Data under study ::
PR #62, opened 2018-10-09
Added new module objects and structure.

### LINKED ISSUE #56: Revise `ImportJuliaModuleIntoGAP`
@sebasguts came up with the following plan: the global variable `Julia` will point to a custom GAP object, for which methods for `\.` and `IsBound.` (and possibly `RecNames`) are installed. When accessing `Julia.foobar`, it queries if `Main.foobar` exists; if not, it errors out, otherwise that object is returned.

On the next level, Julia module objects (i.e., `jl_module_t`) are wrapped into custom GAP objects (similar or even identical to the `Julia` object). Then for these the `\.` method of course performs the lookup relative to the `jl_module_t` (in the `Julia` object, this would then be `jl_main_module`).

sebasguts:
Julia modules are now bona fide GAP objects
which one can use to access arbitrary functions
and submodules of them.

Resolves #56

### DIFF
--- a/JuliaInterface/gap/JuliaInterface.gd
+++ b/JuliaInterface/gap/JuliaInterface.gd
@@ -52,122 +52,6 @@ DeclareOperation( "ConvertedFromJulia", [ IsJuliaObject ] );
 #!  Like structural copy, also converts the contents of a Julia list recursively to GAP objects.
 DeclareGlobalFunction( "StructuralConvertedFromJulia" );
 
-## Internal
-BindGlobal( "_JULIAINTERFACE_MODULE_NAME",
-  function( module_name )
-    if Length( module_name ) = 0 then
-        return "Main";
-    else
-        return module_name[ 1 ];
-    fi;
-end );
-
-## Internal
-BindGlobal( "_JULIAINTERFACE_PREPARE_RECORD",
-  function( module_name )
-    local no_import;
-
-    if module_name = "Main" and IsBound( Julia.Main ) then
-        return module_name;
-    fi;
-
-    if module_name = "GAP" then
-        Julia.GAP := rec( _JULIAINTERFACE_NOT_IMPORTED_YET := true );
-        return module_name;
-    fi;
-    
-    if IsBound( Julia.(module_name) ) and ( not IsBound( Julia.(module_name)._JULIAINTERFACE_NOT_IMPORTED_YET ) ) then
-        return fail;
-    fi;
-
-    if not IsBound( Julia.(module_name) ) then
-        no_import := ValueOption( "NoImport" );
-        if no_import = fail then
-            no_import := false;
-        fi;
-        if no_import = false then
-            JuliaEvalString( Concatenation( "import ", module_name ) );
-        fi;
-        Julia.(module_name) := rec( _JULIAINTERFACE_NOT_IMPORTED_YET := true );
-    fi;
-
-    return module_name;
-
-end );
-
-#! @Arguments function_name[, module_name]
-#! @Description
-#!  Stores the Julia function <A>function_name</A> from the module <A>module_name</A>
-#!  in the <C>Julia</C> record, as <C>Julia</C>.<A>module_name</A>.<A>function_name</A>,
-#!  to have quick access if the function is needed in several places. The default value for
-#!  <A>module_name</A> is <C>"Main"</C>.
-DeclareGlobalFunction( "BindJuliaFunc" );
-InstallGlobalFunction( BindJuliaFunc,
-  function( julia_name, module_name... )
-    module_name := _JULIAINTERFACE_MODULE_NAME( module_name );
-    if IsBound( Julia.(module_name) ) and IsBound( Julia.(module_name).(julia_name) ) then
-        return;
-    fi;
-    module_name := _JULIAINTERFACE_PREPARE_RECORD( module_name );
-    if module_name = fail then
-        return;
-    fi;
-    Julia.(module_name).(julia_name) := JuliaFunction( julia_name, module_name );
-end );
-
-#! @Arguments object_name[, module_name]
-#! @Description
-#!  Stores the Julia object <A>object_name</A> from the module <A>module_name</A>
-#!  in the <C>Julia</C> record, as <C>Julia</C>.<A>module_name</A>.<A>object_name</A>,
-#!  to have quick access if the object is needed in several places. The default value for
-#!  <A>module_name</A> is <C>"Main"</C>.
-DeclareGlobalFunction( "BindJuliaObj" );
-InstallGlobalFunction( BindJuliaObj,
-  function( julia_name, module_name... )
-    module_name := _JULIAINTERFACE_MODULE_NAME( module_name );
-    if IsBound( Julia.(module_name) ) and IsBound( Julia.(module_name).(julia_name) ) then
-        return;
-    fi;
-    module_name := _JULIAINTERFACE_PREPARE_RECORD( module_name );
-    if module_name = fail then
-        return;
-    fi;
-    Julia.(module_name).(julia_name) := JuliaGetGlobalVariable( julia_name, module_name );
-end );
-
-#! @Arguments function_name[, module_name]
-#! @Description
-#!  Returns the julia function <A>function_name</A> from the module <A>module_name</A>.
-#!  As a side effect, it also
-#!  stores the Julia function <A>function_name</A> from the module <A>module_name</A>
-#!  in the <C>Julia</C> record, as <C>Julia</C>.<A>module_name</A>.<A>function_name</A>,
-#!  to have quick access if the function is needed in several places. The default value for
-#!  <A>module_name</A> is <C>"Main"</C>.
-DeclareGlobalFunction( "GetJuliaFunc" );
-InstallGlobalFunction( GetJuliaFunc,
-  function( julia_name, module_name... )
-    module_name := _JULIAINTERFACE_MODULE_NAME( module_name );
-    BindJuliaFunc( julia_name, module_name );
-    return Julia.(module_name).(julia_name);
-end );
-
-#! @Arguments object_name[, module_name]
-#! @Description
-#!  Returns the julia object <A>object_name</A> from the module <A>module_name</A>.
-#!  As a side effect, it also
-#!  stores the Julia object <A>object_name</A> from the module <A>module_name</A>
-#!  in the <C>Julia</C> record, as <C>Julia</C>.<A>module_name</A>.<A>object_name</A>,
-#!  to have quick access if the object is needed in several places. The default value for
-#!  <A>module_name</A> is <C>"Main"</C>.
-DeclareGlobalFunction( "GetJuliaObj" );
-InstallGlobalFunction( GetJuliaObj,
-  function( julia_name, module_name... )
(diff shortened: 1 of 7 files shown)


JuliaInterface/gap/JuliaInterface.gd
```diff
@@ -203,6 +87,23 @@ DeclareGlobalFunction( "JuliaIncludeFile" );
...
+#!  TODO
+DeclareGlobalVariable( "Julia" );
+
+#! @Arguments module
+#! @Returns a list of strings
+#! @Description
+#!  Returns a list of names of components currently bound
+#!  in <A>module</A>. Please note that this does usually
+#!  not reflect all symbols bound to a module on the
+#!  &Julia; side.
```
ThomasBreuer: Perhaps be more explicit here.
I think the idea is that `module` shows what the GAP side currently knows about the Julia module,
and that there may be more symbols, even if the Julia module had been imported some time ago.
(In particular, the value returned by the function is not cached.)

JuliaInterface/gap/JuliaInterface.gi
```diff
@@ -57,11 +57,74 @@ InstallMethod( CallFuncList,
...
+InstallMethod( IsBound\.,
+               [ IsJuliaModule, IsPosInt ],
+    {module,rnum} -> IsBound\.( module!.storage, rnum  ) );
+
+
+InstallMethod( Unbind\.,
+               [ IsJuliaModule, IsPosInt ],
+  function( module, rnum )
+    Unbind\.( module!.storage, rnum );
+end );
```
ThomasBreuer: Just for curiosity:
Why would one want to unbind symbols?
(One situation would be in the `Main` module if one could unbind Julia variables;
but is this possible?)

JuliaInterface/gap/JuliaInterface.gi
```diff
@@ -140,18 +195,11 @@ InstallGlobalFunction( ImportJuliaModuleIntoGAP,
...
-    od;
-    julia_list_func := JuliaFunction( "get_variable_symbols_in_module", "GAPUtils" );
-    variable_list := StructuralConvertedFromJulia( julia_list_func( JuliaModule( name ) ) );
-    for i in variable_list do
-        current_module_rec.(i) := JuliaGetGlobalVariable( i, name );
+    current_module := Julia.(name);
+    julia_list_func := JuliaFunction( "get_symbols_in_module", "GAPUtils" );
+    list := StructuralConvertedFromJulia( julia_list_func( current_module!.julia_pointer ) );
+    for i in list do
+        i := current_module.(i);
```
ThomasBreuer: I would just call `\.` but not assign the return value.

JuliaInterface/src/JuliaInterface.c
```diff
@@ -376,25 +376,41 @@ Obj NewJuliaObj(jl_value_t * C)
...
+    }
+    ErrorMayQuit("argument is not a julia object or string", 0, 0);
+    return 0;
+}
+
+
 /*
- * Returns the function with name <string> from the Julia main module.
+ * Returns the function from the Object <func>
+ * or the function with name <string> from
```
ThomasBreuer: There is no &lt;string&gt; anymore to refer to.

JuliaInterface/src/JuliaInterface.c
```diff
@@ -376,25 +376,41 @@ Obj NewJuliaObj(jl_value_t * C)
...
-Obj Func_JuliaFunctionNoConv(Obj self, Obj string)
+Obj Func_JuliaFunctionNoConv(Obj self, Obj func)
 {
-    jl_function_t * function =
-        jl_get_function(jl_main_module, CSTR_STRING(string));
-    if (function == 0)
-        ErrorMayQuit("Function is not defined in julia", 0, 0);
-    return NewJuliaFunc(function, 0);
+    jl_function_t * function = get_function_from_obj_or_string(func);
+    return NewJuliaFunc(function, 1);
```
ThomasBreuer: The second argument should be 0.

JuliaInterface/src/JuliaInterface.c
```diff
@@ -748,10 +764,20 @@ Obj Func_JuliaGetGlobalVariable(Obj self, Obj name)
...
-Obj Func_JuliaGetGlobalVariableByModule(Obj self, Obj name, Obj module_name)
+Obj Func_JuliaGetGlobalVariableByModule(Obj self, Obj name, Obj module)
 {
-    jl_sym_t *    symbol = jl_symbol(CSTR_STRING(name));
-    jl_module_t * module_t = get_module_from_string(CSTR_STRING(module_name));
+    jl_module_t * module_t = 0;
+    if (IS_JULIA_OBJ(module)) {
+        module_t = (jl_module_t *)GET_JULIA_OBJ(module);
+    }
+    if (IS_STRING_REP(module)) {
```
ThomasBreuer: why not `else if`?

JuliaInterface/gap/JuliaInterface.gi
sebasguts: Well, technically, any import could override variables in `Main`, so `Unbind` could potentially be useful.

Granted, I just added it for completeness ;)

JuliaInterface/gap/JuliaInterface.gi
sebasguts: Good idea.

JuliaInterface/gap/JuliaInterface.gi
```diff
@@ -57,11 +57,74 @@ InstallMethod( CallFuncList,
...
-##
-##  We support '<juliaobj>[<i>]' and '<juliaobj>[<i>, <j>]' in general.
-##  This is useful for example if <juliaobj> is a tuple.
-##
-BindJuliaFunc( "getindex", "Base" );
+BindGlobal( "_JULIA_MODULE_TYPE", JuliaEvalString( "Module" ) );
+BindGlobal( "_JULIA_FUNCTION_TYPE", JuliaEvalString( "Function" ) );
+BindGlobal( "_JULIA_ISA", JuliaFunction( "isa" ) );
+
+BindGlobal( "_NewJuliaModule",
```
fingolfin: I find this name confusing: It refers to `IsJuliaModule` type objects, of course, but I keep reading it as "create a new Julia module", i.e., on the Julia side. So it is ambiguous. Perhaps: `_WrapJuliaModule`?

JuliaInterface/gap/JuliaInterface.gi
```diff
@@ -57,11 +57,74 @@ InstallMethod( CallFuncList,
...
+
+    rnam := NameRNam( rnum );
+
+    global_variable := _JuliaGetGlobalVariableByModule( rnam, module!.julia_pointer );
+
+    if ConvertedFromJulia( _JULIA_ISA( global_variable, _JULIA_FUNCTION_TYPE ) ) then
+        global_variable := _JuliaFunction( global_variable );
+    elif ConvertedFromJulia( _JULIA_ISA( global_variable, _JULIA_MODULE_TYPE ) ) then
+        global_variable := _NewJuliaModule( rnam, global_variable );
+    fi;
```
fingolfin: Perhaps the above code should eventually go into a new high(er) level helper, say `JuliaGetGlobalVariableByModule`? (No need to change it in this PR, though)

JuliaInterface/gap/JuliaInterface.gi
```diff
@@ -57,11 +57,74 @@ InstallMethod( CallFuncList,
...
+
+    \.\:\=( module!.storage, rnum, global_variable );
+    return global_variable;
+
+end );
+
+InstallMethod( \.\:\=,
+               [ IsJuliaModule, IsPosInt, IsObject ],
+  function( module, rnum, obj )
+    \.\:\=( module!.storage, rnum, obj );
```
fingolfin: Do we really want to support this??? I would rather call `ErrorNoReturn("Assigning to Julia module wrapper is not supported")`. Or else, if it was supported, I'd expect that it'd also affect the Julia side.

JuliaInterface/gap/JuliaInterface.gi
```diff
@@ -57,11 +57,74 @@ InstallMethod( CallFuncList,
...
+end );
+
+
+InstallMethod( IsBound\.,
+               [ IsJuliaModule, IsPosInt ],
+    {module,rnum} -> IsBound\.( module!.storage, rnum  ) );
```
fingolfin: Hmm, that's not the semantic I wold expect. I'd expect this to look more like this:
```gap
function(module, rnum)
  if IsBound\.( module!.storage, rnum  ) then return true; fi;
  rnam := NameRNam( rnum );
  # test if Julia knows a variable with that name
  return fail <> _JuliaGetGlobalVariableByModule( rnam, module!.julia_pointer );
end;
```
Well, this assumes that `_JuliaGetGlobalVariableByModule` returns fail if there is no such variable, which may be wrong (I did not check what it does), but I hope the general idea is clear.

JuliaInterface/src/JuliaInterface.c
sebasguts: Indeed.

JuliaInterface/gap/JuliaInterface.gi
fingolfin: I would call `Error` here, just as for assignment.

JuliaInterface/gap/JuliaInterface.gi
```diff
@@ -57,11 +57,74 @@ InstallMethod( CallFuncList,
...
+BindGlobal( "_NewJuliaModule",
+  function( name, julia_pointer )
+    local module;
+
+    module := rec( storage := rec( ),
+                   julia_pointer := julia_pointer );
+
+    Objectify( TheTypeOfJuliaModules, module );
+
+    SetName( module, name );
```
fingolfin: The name is what is printed, right? Instead of printing just, say `Main` or `JSON`, I think it'd be nicer if we printed e.g. `Julia module "Main"` or `JuliaModule("Main")` or whatever. Perhaps with a custom `ViewObj` or `ViewString` method?

JuliaInterface/gap/JuliaInterface.gi
sebasguts: I intentionally not did this. I think it is a good idea to have `JuliaGetGlobalVariableByModule` return an object. I am not sure it should really check for the type.

JuliaInterface/gap/JuliaInterface.gi
sebasguts: Yep, that makes more sense, as the binding happens automatically. Did not think about this.

JuliaInterface/gap/JuliaInterface.gi
```diff
@@ -57,11 +57,81 @@ InstallMethod( CallFuncList,
...
+
+    module := rec( storage := rec( ),
+                   julia_pointer := julia_pointer );
+
+    ObjectifyWithAttributes( module, TheTypeOfJuliaModules,
+                             Name, Concatenation( "<Julia module ", name, ">" ) );
+
+    return module;
+
+end );
```
ThomasBreuer: If you use `ObjectifyWithAttributes` then you can turn the whole function body into a call
`return ObjectifyWithAttributes( rec( ... ), ... );`.

sebasguts: Okay, we can keep that in mind, but I think it is more readable this way.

Aim of the exercise :: The expected result is every line from the material above that includes "support".

Solution for this problem ::
-##  We support '<juliaobj>[<i>]' and '<juliaobj>[<i>, <j>]' in general.
fingolfin: Do we really want to support this??? I would rather call `ErrorNoReturn("Assigning to Julia module wrapper is not supported")`. Or else, if it was supported, I'd expect that it'd also affect the Julia side.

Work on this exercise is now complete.